TIME Magazine has suspended Fareed Zakaria’s monthly column, after he plagiarized a paragraph of an April New Yorker piece, Dylan Byers reports:

“TIME accepts Fareed’s apology, but what he did violates our own standards for our columnists, which is that their work must not only be factual but original; their views must not only be their own but their words as well. As a result, we are suspending Fareed’s column for a month, pending further review.”

Newsbusters first reported the plagiarism earlier on Friday. In his Aug. 20 column, “ The Case for Gun Control,” Zakaria writes the following:

Adam Winkler, a professor of constitutional law at UCLA, documents the actual history in Gunfight: The Battle over the Right to Bear Arms in America. Guns were regulated in the U.S. from the earliest years of the Republic. Laws that banned the carrying of concealed weapons were passed in Kentucky and Louisiana in 1813. Other states soon followed: Indiana in 1820, Tennessee and Virginia in 1838, Alabama in 1839 and Ohio in 1859. Similar laws were passed in Texas, Florida and Oklahoma. As the governor of Texas (Texas!) explained in 1893, the “mission of the concealed deadly weapon is murder. To check it is the duty of every self-respecting, law-abiding man.”
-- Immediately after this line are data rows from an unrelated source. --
PR #976, opened 2024-01-08
Activate Pylint Rules

zariiii9003:
Can you check these?

```text
  style: commands[1]> ruff check ./src
  src/asammdf/gui/widgets/plot.py:136:8: PLR0124 Name compared with itself, consider replacing `b != b`
  src/asammdf/gui/widgets/plot.py:144:8: PLR0124 Name compared with itself, consider replacing `b != b`
  src/asammdf/gui/widgets/plot.py:4460:28: PLR0124 Name compared with itself, consider replacing `min_ != min_`
  src/asammdf/gui/widgets/plot.py:4462:28: PLR0124 Name compared with itself, consider replacing `max_ != max_`
  src/asammdf/gui/widgets/plot.py:4503:28: PLR0124 Name compared with itself, consider replacing `min_ != min_`
  src/asammdf/gui/widgets/plot.py:4505:28: PLR0124 Name compared with itself, consider replacing `max_ != max_`
  src/asammdf/gui/widgets/tabular_base.py:1382:16: PLR0124 Name compared with itself, consider replacing `target != target`
  Found 7 errors.
```

https://github.com/danielhrisca/asammdf/blob/43852ffec3707e835a5bf401851e65561620c944/src/asammdf/gui/widgets/plot.py#L136
https://github.com/danielhrisca/asammdf/blob/43852ffec3707e835a5bf401851e65561620c944/src/asammdf/gui/widgets/plot.py#L144
https://github.com/danielhrisca/asammdf/blob/43852ffec3707e835a5bf401851e65561620c944/src/asammdf/gui/widgets/plot.py#L4460
https://github.com/danielhrisca/asammdf/blob/43852ffec3707e835a5bf401851e65561620c944/src/asammdf/gui/widgets/plot.py#L4462
https://github.com/danielhrisca/asammdf/blob/43852ffec3707e835a5bf401851e65561620c944/src/asammdf/gui/widgets/plot.py#L4503
https://github.com/danielhrisca/asammdf/blob/43852ffec3707e835a5bf401851e65561620c944/src/asammdf/gui/widgets/plot.py#L4505
https://github.com/danielhrisca/asammdf/blob/43852ffec3707e835a5bf401851e65561620c944/src/asammdf/gui/widgets/tabular_base.py#L1382

### DIFF
--- a/src/asammdf/blocks/mdf_v4.py
+++ b/src/asammdf/blocks/mdf_v4.py
@@ -5693,15 +5693,13 @@ class MDF4(MDF_Common):
                             if size % 2:
                                 size += 1
                                 elem = elem + b"\0"
-                            data.append(UINT32_p(size))
-                            data.append(elem)
+                            data.extend((UINT32_p(size), elem))
                             off += size + 4
                     else:
                         for elem in signal:
                             offsets.append(off)
                             size = len(elem)
-                            data.append(UINT32_p(size))
-                            data.append(elem)
+                            data.extend((UINT32_p(size), elem))
                             off += size + 4
 
                     offsets = array(offsets, dtype=uint64)
@@ -7620,22 +7618,16 @@ class MDF4(MDF_Common):
                 )
                 vals = vals.view(types)
 
-                arrays = []
-                arrays.append(vals["ms"])
-                # bit 6 and 7 of minutes are reserved
-                arrays.append(vals["min"] & 0x3F)
-                # only firt 4 bits of hour are used
-                arrays.append(vals["hour"] & 0xF)
-                # the first 4 bits are the day number
-                arrays.append(vals["day"] & 0xF)
-                # bit 6 and 7 of month are reserved
-                arrays.append(vals["month"] & 0x3F)
-                # bit 7 of year is reserved
-                arrays.append(vals["year"] & 0x7F)
-                # add summer or standard time information for hour
-                arrays.append((vals["hour"] & 0x80) >> 7)
-                # add day of week information
-                arrays.append((vals["day"] & 0xF0) >> 4)
+                arrays = [
+                    vals["ms"],
+                    vals["min"] & 0x3F,  # bit 6 and 7 of minutes are reserved
+                    vals["hour"] & 0xF,  # only first 4 bits of hour are used
+                    vals["day"] & 0xF,  # the first 4 bits are the day number
+                    vals["month"] & 0x3F,  # bit 6 and 7 of month are reserved
+                    vals["year"] & 0x7F,  # bit 7 of year is reserved
+                    (vals["hour"] & 0x80) >> 7,  # add summer or standard time information for hour
+                    (vals["day"] & 0xF0) >> 4,  # add day of week information
+                ]
 
                 names = [
                     "ms",
@@ -10329,7 +10321,7 @@ class MDF4(MDF_Common):
 
         dbc = None
 
-        for i, channel in enumerate(channels):
+        for channel in channels:
             if channel.name == "CAN_DataFrame":
                 attachment_addr = channel.attachment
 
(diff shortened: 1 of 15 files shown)


danielhrisca:
Those comparison are to check is the value is not a number NaN

zariiii9003:
> Those comparison are to check is the value is not a number NaN

Ah, i didn't know that. Would you mind if i replace it with np.isnan for readability?

danielhrisca:
My concern is the execution speed in this case

image

src/asammdf/blocks/mdf_v4.py
```diff
@@ -5693,15 +5693,13 @@ def extend(self, index: int, signals: list[tuple[NDArray[Any], NDArray[Any] | No
...
-                            data.append(elem)
+                            data.extend((UINT32_p(size), elem))
                             off += size + 4
                     else:
                         for elem in signal:
                             offsets.append(off)
                             size = len(elem)
-                            data.append(UINT32_p(size))
-                            data.append(elem)
+                            data.extend((UINT32_p(size), elem))
```
danielhrisca, line 5702: Is this automatically done by ruff?

src/asammdf/blocks/mdf_v4.py
```diff
@@ -6593,7 +6590,7 @@ def get(
             if name is None:
                 name = channel.name
 
-            unit = conversion and conversion.unit or channel.unit
+            unit = conversion.unit if conversion else channel.unit
```
danielhrisca, line 6593: This is not right: if the conversion unit is empty then we need to check the channel unit as well

src/asammdf/gui/dialogs/advanced_search.py
```diff
@@ -174,7 +174,7 @@ def search_text_changed(self):
                                     (group_index, channel_index): {
                                         "names": [ch.name],
                                         "comment": extract_xml_comment(ch.comment).strip(),
-                                        "unit": ch.conversion and ch.conversion.unit or ch.unit,
+                                        "unit": ch.conversion.unit if ch.conversion else ch.unit,
```
danielhrisca, line 177: same as above, also applies to the following commit diffs

src/asammdf/gui/widgets/tabular_base.py
```diff
@@ -1379,30 +1379,20 @@ def apply_filters(self, event=None):
             column_name = pandas_query_compatible(column_name)
             op = filter.op.currentText()
 
-            if target != target:
-                # here we have NaN
-                nan = np.nan
```
danielhrisca, line 1384: The pandas query check the local scope, so this has to remain otherwise `@nan` will fail

danielhrisca (changes requested):
please address the open topics

src/asammdf/blocks/mdf_v4.py
zariiii9003: Not really, this actually not part of the pylint rules, instead i ran some of the preview rules: https://docs.astral.sh/ruff/rules/repeated-append/
Even then this is only done automatically if you call ruff with `--unsafe-fixes`. 
Should i revert these?

danielhrisca: It's ok I guess, it was more a curiosity

src/asammdf/blocks/mdf_v4.py
zariiii9003: True. I just found out, that the preview rule, which flagged this, will be [removed soon](https://github.com/astral-sh/ruff/issues/9007)

zariiii9003: Fixed

src/asammdf/gui/dialogs/advanced_search.py
zariiii9003: Fixed

src/asammdf/gui/widgets/tabular_base.py
zariiii9003: Fixed

danielhrisca (approved):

Excepting a handful diction and syntax changes, the paragraph is nearly identical to the following one from Jill Lepore’s April New Yorker piece, “ Battleground America“:

As Adam Winkler, a constitutional-law scholar at U.C.L.A., demonstrates in a remarkably nuanced new book, “Gunfight: The Battle Over the Right to Bear Arms in America,” firearms have been regulated in the United States from the start. Laws banning the carrying of concealed weapons were passed in Kentucky and Louisiana in 1813, and other states soon followed: Indiana (1820), Tennessee and Virginia (1838), Alabama (1839), and Ohio (1859). Similar laws were passed in Texas, Florida, and Oklahoma. As the governor of Texas explained in 1893, the “mission of the concealed deadly weapon is murder. To check it is the duty of every self-respecting, law-abiding man.

Zakaria apologized to Lepore Friday afternoon in a statement to the AtlanticWire.

In April, the Washington Free Beacon reported Zakaria was said to be on a short list for a top diplomatic post in a second Obama term.